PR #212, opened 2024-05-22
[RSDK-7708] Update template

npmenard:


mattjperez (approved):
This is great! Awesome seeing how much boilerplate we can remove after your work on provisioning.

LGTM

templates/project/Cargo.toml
----------
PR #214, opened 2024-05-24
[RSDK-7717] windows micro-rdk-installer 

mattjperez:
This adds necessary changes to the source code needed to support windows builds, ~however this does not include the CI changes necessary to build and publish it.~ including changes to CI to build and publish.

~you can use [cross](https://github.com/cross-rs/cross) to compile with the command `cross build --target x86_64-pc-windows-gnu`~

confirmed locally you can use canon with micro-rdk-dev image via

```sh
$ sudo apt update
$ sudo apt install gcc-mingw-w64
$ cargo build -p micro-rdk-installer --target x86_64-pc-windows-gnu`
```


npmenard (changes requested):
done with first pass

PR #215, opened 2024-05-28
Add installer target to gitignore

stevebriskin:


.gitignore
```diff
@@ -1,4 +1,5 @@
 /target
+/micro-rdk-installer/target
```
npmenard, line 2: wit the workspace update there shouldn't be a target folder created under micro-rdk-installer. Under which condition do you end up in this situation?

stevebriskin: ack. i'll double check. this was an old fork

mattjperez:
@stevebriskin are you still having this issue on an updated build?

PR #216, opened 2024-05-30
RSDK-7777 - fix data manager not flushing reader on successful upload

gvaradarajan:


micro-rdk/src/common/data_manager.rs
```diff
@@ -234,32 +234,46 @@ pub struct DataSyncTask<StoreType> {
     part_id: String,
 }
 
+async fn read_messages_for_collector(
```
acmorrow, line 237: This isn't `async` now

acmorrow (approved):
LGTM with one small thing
----------
:: What the exercise asks ::
Only the lines above from the line containing "stevebriskin: ack. i'll" through the line containing "LGTM with one small thing" should be retyped, exactly and with both ends included.

:: Exercise output ::
stevebriskin: ack. i'll double check. this was an old fork

mattjperez:
@stevebriskin are you still having this issue on an updated build?

PR #216, opened 2024-05-30
RSDK-7777 - fix data manager not flushing reader on successful upload

gvaradarajan:


micro-rdk/src/common/data_manager.rs
```diff
@@ -234,32 +234,46 @@ pub struct DataSyncTask<StoreType> {
     part_id: String,
 }
 
+async fn read_messages_for_collector(
```
acmorrow, line 237: This isn't `async` now

acmorrow (approved):
LGTM with one small thing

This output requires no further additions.